Why can we assume that the sum $\sum_s\eta(s)$ is a constant of proportionality? Doesn't it also depend on $\theta$, since it depends on the policy $\pi$?
What could make sense, would be to say that $\nabla J(\theta) = \mathbb{E}_{s\sim \eta(s), a \sim \pi}\left[\nabla_{\theta}\mathrm{log}\left(\pi(s,a,\theta)\right)\,q_{\pi}(s,a)\right]\propto \mathbb{E}_{s\sim d(s), a \sim \pi}\left[\nabla_{\theta}\mathrm{log}\left(\pi(s,a,\theta)\right)\,q_{\pi}(s,a)\right]$.

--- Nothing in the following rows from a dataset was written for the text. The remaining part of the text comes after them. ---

PR #672, opened 2024-03-15
change diabetes-130 datasets which are provided

### LINKED ISSUE #671: Diabetes-130 Dataset: Change the dataset instance loaded
### Description of feature

Currently, [ehrapy.data.diabetes_130](https://ehrapy.readthedocs.io/en/latest/usage/data/ehrapy.data.diabetes_130.html#ehrapy.data.diabetes_130) loads a custom preprocessed dataset as indicated there.

There is an alternative pre-processed dataset available [from fairlearn](https://fairlearn.org/v0.10/api_reference/generated/fairlearn.datasets.fetch_diabetes_hospital.html#fairlearn.datasets.fetch_diabetes_hospital): This e.g. better matches the pre-processing in [Strack et al. 2014](https://www.hindawi.com/journals/bmri/2014/781670/), and showcases interesting evaluations.

Switching to this preprocessed dataset, while optionally allowing to load the raw data instead, leverages existing resources better.

eroell:
**PR Checklist**

**Description of changes**
Fixes #671.

**Technical details**
- Deletes `ep.data.diabetes_130(encoded=False, columns_obs_only=None)`
- Adds `ep.data.diabetes_130_raw(encoded=False, columns_obs_only=None)`
- Adds `ep.data.diabetes_130_fairlearn(encoded=False, columns_obs_only=None)`
    - Uses data from [fairlearn.datasets.fetch_diabetes_hospital](https://fairlearn.org/v0.10/api_reference/generated/fairlearn.datasets.fetch_diabetes_hospital.html)

**Questions**
- `ep.data.diabetes_130_raw` downloads a zip (with the csv inside). Is it better to download and extract that, or to store the csv only on figshare?

**To clean up**
- [x] Adapt usage of diabetes_130 in CohortTracker examples
- [x] Update the ehrapy-datasets Repo [here](https://github.com/theislab/ehrapy-datasets/pull/23)


ehrapy/data/_datasets.py
```diff
@@ -168,13 +177,53 @@ def diabetes_130(
...
+
+
 def chronic_kidney_disease(
     encoded: bool = False,
     columns_obs_only: dict[str, list[str]] | list[str] | None = None,
 ) -> AnnData:  # pragma: no cover
     """Loads the Chronic Kidney Disease dataset
 
     More details: https://archive.ics.uci.edu/ml/datasets/Chronic_Kidney_Disease
+
```
eroell, line 226: If no space here, the two lines are just separated by a space instead of a linebreak

eroell:
By the way, wondered after a text search for diabetes_130 what's up with [this line](https://github.com/theislab/ehrapy/blob/627f5dd05c2a3553e02c4dd805837ae5806faa1c/docs/conf.py#L180C5-L180C74)?

ehrapy/data/_datasets.py
```diff
@@ -153,12 +161,13 @@ def diabetes_130(
...
+        >>> adata = ep.dt.diabetes_130_raw(encoded=True)
     """
+
     adata = read_csv(
-        dataset_path=f"{ehrapy_settings.datasetdir}/diabetes_130.csv",
-        download_dataset_name="diabetes_130.csv",
-        backup_url="https://figshare.com/ndownloader/files/33950546",
+        dataset_path=f"{ehrapy_settings.datasetdir}/diabetes_130_raw.csv",
+        download_dataset_name="diabetes_130_raw.csv",
+        backup_url="https://figshare.com/ndownloader/files/33950546",  # TODO: change link, or download zip and extract?
```
eroell, line 170: This is where the question from the first comment applies

Zethson:
Careful:

```
Traceback (most recent call last):
  File "<string>", line 1, in <module>
  File "/home/docs/checkouts/readthedocs.org/user_builds/ehrapy/checkouts/672/ehrapy/__init__.py", line 12, in <module>
    from ehrapy import data as dt
  File "/home/docs/checkouts/readthedocs.org/user_builds/ehrapy/checkouts/672/ehrapy/data/__init__.py", line 1, in <module>
    from ehrapy.data._datasets import (
  File "/home/docs/checkouts/readthedocs.org/user_builds/ehrapy/checkouts/672/ehrapy/data/_datasets.py", line 6, in <module>
    from fairlearn.datasets import fetch_diabetes_hospital
ModuleNotFoundError: No module named 'fairlearn'
```

> ep.data.diabetes_130_raw downloads a zip (with the csv inside). Is it better to download and extract that, or to store the csv only on figshare?

Probably we could even store parquet? Anyways, the file should be so small that I guess it's okay to store anything be it zip or csv.

> By the way, wondered after a text search for diabetes_130 what's up with [this line](https://github.com/theislab/ehrapy/blob/627f5dd05c2a3553e02c4dd805837ae5806faa1c/docs/conf.py#L180C5-L180C74)?

We once had a tutorial on the dataset. This is an artifact of that which we can remove.

Zethson:
How different are the raw and the preprocessed version? I wonder whether we can condense them into a single link/dataset?

eroell:
> ModuleNotFoundError: No module named 'fairlearn'

Yes, doing it this way only under the assumption that fairlearn becomes a dependency. If not enough reason (their dataset, using some of their things in the Fairness/Bias tutorials), fall back to openml? if that is also an additional dependency we dont want, figshare 

> How different are the raw and the preprocessed version?

raw shape: (101766, 24)  VS preprocessed shape: (101766, 24) See preprocessing [here](https://github.com/fairlearn/talks/blob/main/2021_scipy_tutorial/preprocess.py). With single dataset, you mean downloading raw and preprocess with the script?

Other suggestion might be to load with additional argument `ep.dt.diabetes_130(processing=<"raw" or preprocessed_fairlearn>)`? Not super in sync with other datasets where the only two arguments are "encoded" and "columns_obs_only"

> Probably we could even store parquet? Anyways, the file should be so small that I guess it's okay to store anything be it zip or csv

Sorry that was unclear, not size is issue, just consistency for users: think all `ep.dt.<datasets>` download a `<datasets>.csv` file to a dedicated `/data` directory: thought to stay consistent here as well, maybe doing so by extracting & grabbing that csv? Again, just storing the dataset to figshare would also be a solution

ehrapy/data/_datasets.py
eroell: Starting to think figshare is indeed a neat and quick way instead of dwnloading things from there and extracting

Zethson:
> > ModuleNotFoundError: No module named 'fairlearn'
> 
> Yes, doing it this way only under the assumption that fairlearn becomes a dependency. If not enough reason (their dataset, using some of their things in the Fairness/Bias tutorials), fall back to openml? if that is also an additional dependency we dont want, figshare

https://github.com/fairlearn/fairlearn/blob/main/requirements.txt looks like we already have all dependencies in ehrapy so we'd only be adding fairlearn. However, are you planning to implement some of the fairlearn metrics into ehrapy or do you only want to show the usage of fairlearn as an external package in the bias notebook?

> > How different are the raw and the preprocessed version?
> 
> raw shape: (101766, 24) VS preprocessed shape: (101766, 24) See preprocessing [here](https://github.com/fairlearn/talks/blob/main/2021_scipy_tutorial/preprocess.py). With single dataset, you mean downloading raw and preprocess with the script?
> 
> Other suggestion might be to load with additional argument `ep.dt.diabetes_130(processing=<"raw" or preprocessed_fairlearn>)`? Not super in sync with other datasets where the only two arguments are "encoded" and "columns_obs_only"

We decided to go with 2 dataloaders

eroell:
Do we need a deprecation warning for diabetes_130, or is this a functionality which we allow to be killed without further notice?

eroell:
think this should do it, more suggestions?

ehrapy/data/_datasets.py
```diff
@@ -153,28 +157,74 @@ def diabetes_130(
...
     return adata
 
 
+def diabetes_130_fairlearn(
+    encoded: bool = False,
+    columns_obs_only: dict[str, list[str]] | list[str] | None = None,
+) -> AnnData:
+    """Loads the preprocessed diabetes-130 dataset by fairlearn
+
+    This loads the dataset from the `fairlearn.datasets.fetch_diabetes_hospital` function.
```
Zethson, line 184: Well, it doesn't really use it but rather the same dataset that this function would download. But it's probably fine :)

ehrapy/data/_datasets.py
```diff
@@ -153,28 +157,74 @@ def diabetes_130(
...
+    Examples:
+        >>> import ehrapy as ep
+        >>> adata = ep.dt.diabetes_130_fairlearn()
+
+    References:
+        [1] Beata Strack, Jonathan P. DeShazo, Chris Gennings, Juan L. Olmo, Sebastian Ventura, Krzysztof J. Cios, and John N. Clore, “Impact of HbA1c Measurement on Hospital Readmission Rates: Analysis of 70,000 Clinical Database Patient Records,” BioMed Research International, vol. 2014, Article ID 781670, 11 pages, 2014.
+
+        [2] Bird, S., Dudík, M., Edgar, R., Horn, B., Lutz, R., Milan, V., ... & Walker, K. (2020). Fairlearn: A toolkit for assessing and improving fairness in AI. Microsoft, Tech. Rep. MSR-TR-2020-32.
+    """
+
```
Zethson, line 206:
```suggestion
```

Zethson (approved):
Thank you!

Since the proportionality constant is always $\ge 0$ (average time spent in an episode), any update direction suggested by $\mathbb{E}_{s\sim d(s), a \sim \pi}\left[\nabla_{\theta}\mathrm{log}\left(\pi(s,a,\theta)\right)\,q_{\pi}(s,a)\right]$ is the same as $\mathbb{E}_{s\sim \eta(s), a \sim \pi}\left[\nabla_{\theta}\mathrm{log}\left(\pi(s,a,\theta)\right)\,q_{\pi}(s,a)\right]$, but with different amplitude. This, however, wouldn't impact the learning process too much, since we multiply the update term with a low learning rate anyway.
Hence, as it is more easy to sample states from $d(s)$, we just set $\nabla_{\theta} J = \mathbb{E}_{s\sim d(s), a \sim \pi}\left[\nabla_{\theta}\mathrm{log}\left(\pi(s,a,\theta)\right)\,q_{\pi}(s,a)\right]$.
Could that serve as plausible explanation?